The Supreme Court rejects Alex Jones’ appeal in the Newtown shooting case

HARTFORD, Connecticut – The US Supreme Court on Monday refused to hear an appeal from Infowars presenter and conspiracy theorist Alex Jones, who was battling a Connecticut court sanction in a defamation lawsuit filed by relatives of some of the victims of the Sandy Hook Elementary School shoot.

Jones was penalized in 2019 by a court judge for an outburst on his Web program against a family lawyer and for violating several orders to hand over documents to family lawyers. Judge Barbara Bellis forbade Jones to file a motion to close the case, which remains pending, and said she would order Jones to pay some of the families’ legal fees.

Jones argued that he should not have been punished for exercising his freedom of expression rights.
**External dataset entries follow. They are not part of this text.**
PR #93, opened 2025-04-04
alloy-migration-3: use lighthouse types

ltitanb:
- add a new `helix_types` crate with most beacon types from Lighthouse, replacing previous ones from ethereum_consensus and alloy_rpc_types_beacon
- all Bls types are also from Lighthouse, this works nicely with the beacon types although the bls types can be a bit annoying to use at times (eg. no `as_bytes()` on BlsPublicKey, because of this I had to change some types from `&[u8]` to `Vec<u8>` in the db
- This uses a fork of LH with some small changes, https://github.com/ltitanb/lighthouse/tree/helix-changes , will upstream those once finalized
- after this, `ethereum_consensus` is used in just a few places, which can be removed in a final PR
- there's still some functions that can/will be removed (eg. the old sig verification)
- temporarily removed the constraints API as discussed
- tests, mock impls, and tidyup still TODO


crates/api/src/builder/api.rs
```diff
@@ -2361,59 +2142,54 @@ fn sanity_check_block_submission(
...
-                    expected: Hash32::try_from(expected_withdrawals_root.as_ref()).unwrap(),
-                });
-            }
+        if *payload_withdrawals_root != *expected_withdrawals_root {
+            return Err(BuilderApiError::WithdrawalsRootMismatch {
+                got: payload_withdrawals_root,
+                expected: expected_withdrawals_root,
+            });
         }
     }
```
gd-0: i don't think we need the 2 different if cases for `payload.is_full_payload()` - can just combine into one

crates/api/src/builder/api.rs
```diff
@@ -1481,7 +1323,7 @@ where
     /// Returns: the bid submission in an Arc.
     async fn verify_submitted_block(
         &self,
-        mut payload: SignedBidSubmission,
+        payload: SignedBidSubmission,
```
gd-0, line 1323: comment for this fn should be:
```
    /// This function verifies:
    /// 1. Verifies the payload signature.
    /// 2. Simulates the submission
    ///
    /// Returns: the bid submission in an Arc.
```

crates/api/src/proposer/api.rs
```diff
@@ -714,8 +566,9 @@ where
                 }
             };
 
+        // TODO: remove unwrap
```
gd-0: should impl this TODO.

crates/api/src/proposer/api.rs
```diff
@@ -754,8 +607,16 @@ where
...
+        // let block_hash = signed_blinded_block
+        //     .message()
+        //     .body()
+        //     .execution_payload()
+        //     .unwrap()
+
+        //     .clone()
+
+        // FIXME
+        let block_hash = B256::ZERO;
```
gd-0: -

crates/types/src/clock.rs
```diff
@@ -0,0 +1,41 @@
+use std::time::Duration;
+
+pub use lh_slot_clock::{SlotClock as SlotClockTrait, SystemTimeSlotClock as SlotClock};
+
+pub const MAINNET_GENESIS_TIME: u64 = 1606824023;
+pub const SEPOLIA_GENESIS_TIME: u64 = 1655733600;
+pub const HOLESKY_GENESIS_TIME: u64 = 1695902400;
+pub const SECONDS_PER_SLOT: u64 = 12;
+pub const SLOTS_PER_EPOCH: u64 = 32;
```
gd-0: these must be in lh already. Can we take these from there?

crates/api/src/proposer/api.rs
```diff
@@ -1640,22 +1434,12 @@ fn calculate_slot_time_info(
         chain_info.genesis_time_in_secs + (slot * chain_info.seconds_per_slot);
     let ms_into_slot =
         (request_time / 1_000_000) as i64 - (slot_start_timestamp_in_secs * 1000) as i64;
-    let duration_until_slot_start = chain_info.clock.duration_until_slot(slot);
+    // TODO: check this
+    let duration_until_slot_start = chain_info.clock.duration_to_slot(slot.into()).unwrap();
```
gd-0: shouldn't unwrap here

gd-0: use of clock here looks good to me

crates/api/src/proposer/api.rs
```diff
@@ -1140,80 +984,57 @@ where
...
-                Ok(header) => header,
-                Err(err) => {
-                    error!(
-                        %err,
-                        "error converting execution payload to header",
-                    );
-                    return Err(err.into());
-                }
-            };
+            try_execution_header_from_payload(&local_versioned_payload.execution_payload);
```
gd-0: shouldn't be called `try_...` anymore

crates/api/src/proposer/api.rs
```diff
@@ -1140,80 +984,57 @@ where
...
 
         info!(
             local_header = ?local_header,
-            provided_header = ?provided_header,
-            provided_version = %provided_signed_blinded_block.version(),
+            // provided_header = ?provided_header,
+            // provided_version = %provided_signed_blinded_block.version(),
```
gd-0: lets add these back or remove entirely

crates/api/src/proposer/api.rs
```diff
@@ -1140,80 +984,57 @@ where
...
-            ExecutionPayloadHeader::Capella(local_header) => {
-                let provided_header =
-                    provided_header.capella().ok_or(ProposerApiError::PayloadTypeMismatch)?;
-                if local_header != *provided_header {
-                    return Err(ProposerApiError::BlindedBlockAndPayloadHeaderMismatch);
-                }
-            }
+            ExecutionPayloadHeader::Bellatrix(_) |
+            ExecutionPayloadHeader::Capella(_) |
+            ExecutionPayloadHeader::Fulu(_) => return Err(ProposerApiError::PayloadTypeMismatch),
```
gd-0: something like: `ProposerApiError::UnsupportedBeaconChainVersion` seems better here

crates/api/src/proposer/api.rs
```diff
@@ -1140,80 +984,57 @@ where
...
-                    .blobs_bundle
-                    .as_ref()
-                    .map(|bundle| &bundle.commitments)
-                    .ok_or(ProposerApiError::BlobKzgCommitmentsMismatch)?;
+                let local_kzg_commitments = &local_versioned_payload.blobs_bundle.commitments;
 
                 let provided_kzg_commitments = body
                     .blob_kzg_commitments()
-                    .ok_or(ProposerApiError::BlobKzgCommitmentsMismatch)?;
+                    .map_err(|_| ProposerApiError::BlobKzgCommitmentsMismatch)?;
```
gd-0: I think this electra check should also check the execution requests from the get_payload call. Lets discuss

gd-0: https://github.com/flashbots/mev-boost-relay/blob/17ed0547bfc90e589ae1d01555cb9156191a1a17/services/api/utils.go#L84-L145

Looks like mev-boost doesn't + looks like requests aren't even in the header so might be ok here

crates/api/src/builder/api.rs
ltitanb: done in d55a2e576491da187f8a59a49597de33416a4d24

crates/api/src/builder/api.rs
ltitanb: 0e78f6edd6b1e343ac61ac0f22fc664fbbe93c9c

crates/api/src/proposer/api.rs
ltitanb: 0e78f6edd6b1e343ac61ac0f22fc664fbbe93c9c

crates/api/src/proposer/api.rs
ltitanb: 755940c36f69fc4189c73b91847eafc8c474eb1d

crates/types/src/clock.rs
ltitanb: removed seconds per slot and slots per epoch, the genesis times are not in LH as they are loaded dynamically 58064a192b681651918287f6684066dd26e1b5d4

crates/api/src/proposer/api.rs
ltitanb: 2ebb77480ade5937c3afd862cb59026ae0efe7ab

crates/api/src/proposer/api.rs
ltitanb: 502d0040fb9f486e93988dd4f53dfd5de6a49914

crates/api/src/proposer/api.rs
ltitanb: 502d0040fb9f486e93988dd4f53dfd5de6a49914

local.Dockerfile
0w3n-d, line 1: Why was this deleted?

crates/api/src/gossiper/types/broadcast_header.rs
```diff
@@ -27,36 +23,33 @@ impl BroadcastHeaderParams {
...
     pub fn to_proto(&self) -> grpc::BroadcastHeaderParams {
         grpc::BroadcastHeaderParams {
             signed_builder_bid: serde_json::to_vec(&self.signed_builder_bid).unwrap(),
-            bid_trace: ssz::prelude::serialize(&self.bid_trace).unwrap(),
+            bid_trace: BidTrace::as_ssz_bytes(&self.bid_trace),
             slot: self.slot,
             parent_hash: self.parent_hash.to_vec(),
-            proposer_pub_key: self.proposer_pub_key.to_vec(),
-            builder_pub_key: self.builder_pub_key.to_vec(),
+            proposer_pub_key: self.proposer_pub_key.serialize().to_vec(),
```
0w3n-d, line 48: Why is this .serialize() step now needed?

0w3n-d (approved):
Looks good

local.Dockerfile
ltitanb: moved to `Dockerfile` in https://github.com/gattaca-com/helix/commit/78d50f154b40b9f13d09bfa43d24012e612dbdd3

crates/api/src/gossiper/types/broadcast_header.rs
ltitanb: it's the new lighthouse BlsPubkey type, that doesn't have `to_vec` and requires to get the raw compressed bytes first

The Connecticut Supreme Court upheld Bellis’s decision last year.

The families and an FBI agent who responded to the shooting, which left 20 first-year students and six educators dead, are suing Jones and his program for allegations that the massacre was a scam. The families said they were victims of harassment and death threats from Jones’ followers because of the fraudulent conspiracy.
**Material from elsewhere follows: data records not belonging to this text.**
PR #109, opened 2025-04-14
feat: remove beacon trait

ltitanb:
- removed beacon client traits and mock impls
- add mock beacon node for testing
- didnt change any logic in the beacon clients, although we should probably tidy that up at some point
- some housekeeper tests are now broken but that needs a refactor anywyas so we can fix those later

### DIFF
--- a/crates/common/src/task.rs
+++ b/crates/common/src/task.rs
@@ -1,12 +1,6 @@
-use std::{future::Future, sync::OnceLock};
+use std::future::Future;
 
-use tokio::{runtime::Handle, task::JoinHandle};
-
-static RUNTIME: OnceLock<Handle> = OnceLock::new();
-
-pub fn init_runtime() {
-    RUNTIME.get_or_init(build_tokio_runtime);
-}
+use tokio::task::JoinHandle;
 
 pub fn spawn<F>(file: &str, line: u32, future: F) -> JoinHandle<F::Output>
 where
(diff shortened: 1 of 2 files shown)


crates/common/src/task.rs
```diff
@@ -1,43 +1,22 @@
...
-    RUNTIME.get_or_init(build_tokio_runtime);
-}
+use tokio::task::JoinHandle;
 
 pub fn spawn<F>(file: &str, line: u32, future: F) -> JoinHandle<F::Output>
 where
     F: Future + Send + 'static,
     F::Output: Send + 'static,
 {
     let label = format!("{file}:{line}");
```
gd-0, line 10: not for this PR but we should remember to remove this format. Should use 2 labels in the metric tag

crates/housekeeper/src/housekeeper_tests.rs
```diff
@@ -24,33 +26,36 @@ use crate::{
...
-        state_validators_has_been_read.clone(),
-        proposer_duties_has_been_read.clone(),
-    );
+    let beacon_client = MultiBeaconClient::new(vec![beacon_node.beacon_client().into()]);
+    // let beacon_client = MultiBeaconClient::new(
+    //     subscribed_to_head_events.clone(),
+    //     chan_head_events_capacity.clone(),
+    //     state_validators_has_been_read.clone(),
+    //     proposer_duties_has_been_read.clone(),
+    // );
```
gd-0, line 44: should remove the comments

ltitanb: have left as a reminder for the housekeeper cleanup, will fix in a separate PR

Jones, whose show is based in Austin, Texas, has since said he believes the shooting occurred.

The US Supreme Court rejected Jones’ request to hear his appeal without comment.

Jones’ lawyer, Norman Pattis, called the court’s decision “a disappointment”.
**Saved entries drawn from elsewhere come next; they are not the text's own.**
PR #367, opened 2021-05-24
dma: don't swap buffers

### LINKED ISSUE #260: Remove Pounder timestamping DMA
Since there will be exactly one timestamp per batch and not more (also for processing constraints), we can do without DMA. DMA buffer juggling is at likely as costly as accessing the peripheral directly.
Low priority, to be tackled when this is tested again.

jordens:
* This uses a new closure-based method to the DMA HAL implementation which
  gives access to the inactive buffer directly.
* It removes changing addresses, the third buffer for DBM, the inactive
  address poisoning, and allows the cancellation of the redundant repeat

“Judge Bellis and the Connecticut Supreme Court have declared that there is frightening and non-standard power over litigants’ out-of-court statements,” Pattis said in an email to the Associated Press. “Mr. Jones never threatened anyone; if he had, he would have been charged with a crime. We are moving, case by case, towards a toothless and politically correct First Amendment.”

Joshua Koskoff, a lawyer for the Sandy Hook families, said Jones deserved to be punished for his threatening comments about the program.

“Families are eager to resume the case and hold Jones and his financial network accountable for their actions,” said Koskoff in a statement. “From the beginning, our goal has been to prevent future victims of mass shootings from being pursued by opportunists.”

The sanction came after Jones, at Infowars in 2019, accused a family lawyer, Christopher Mattei, of planting child pornography that was found in email metadata files that Jones handed over to Sandy Hook family lawyers. Pattis said the pornography was in emails sent to Jones that were never opened.

“You are trying to get me involved in child pornography,” Jones said on the show. “A million dollars, you little gang members. A million dollars to put your head on a spear. “

Jones showed a photo of Mattei, a former federal prosecutor, and said, “I’m done. Total war. You want this? You got it.”

Jones added: “One million dollars when they are convicted. The reward is out, (expletive). … They will take your (expletive), your little bag of dirt. One million, (expletive). It’s out of your (expletive). “

The Connecticut Supreme Court said that the sanctions against Jones did not conflict with the First Amendment because they were imposed due to the speech that was an “imminent and likely threat to the administration of justice”. Supreme Court President Richard Robinson wrote: “language that evokes threats of physical harm is not tolerable.”

Families are suing Jones, Infowars and others for defamation and the imposition of emotional distress. They are seeking compensation that has not yet been determined.

“Certain individuals persistently perpetuated a monstrous and unspeakable lie: that Sandy Hook’s shooting was staged and that the families who lost loved ones that day are actors who feigned the death of their relatives,” the suit says.

The lawsuit called Jones “the most prolific among these manufacturers”, although he did not believe the shooting was a scam, and claimed that Jones made tens of millions of dollars a year using false narratives.

Jones’ previous lawyer argued that comments on his program about the shooting being a scam were protected by the rights of free speech, and Jones allowed others to express his views that the massacre was false because he is a “supporter of free debate. and open “

Sandy Hook’s families have also sued Jones and others for defamation in other states related to the fraudulent conspiracy.

In one case, a Texas judge in 2019 ordered Jones to pay $ 100,000 in attorney fees and refused to close the case. And a jury in Wisconsin awarded $ 450,000 to one parent in their lawsuit against conspiracy theorists, not including Jones, who claimed the massacre never happened.